#### Assignment
In the records below, find the line containing "Still a lot" and retype it and every line after it exactly, adding nothing.

#### Raw data
PR #304, opened 2023-05-08
Strip core dependencies

SpacemanPaul:
Strip out all dependencies on datacube-core.

Had to copy across some utils code (and switch to odc-geo).  The copied code is all marked `# TODO CORE` so core can be refactored to use these implementations, and otherwise cleanup.

Still a lot of higher level functionality to strip out, so some of the duplicated code from core may be able to be removed later.


SpacemanPaul:
Damn did it again.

#### Answer section
Still a lot of higher level functionality to strip out, so some of the duplicated code from core may be able to be removed later.


SpacemanPaul:
Damn did it again.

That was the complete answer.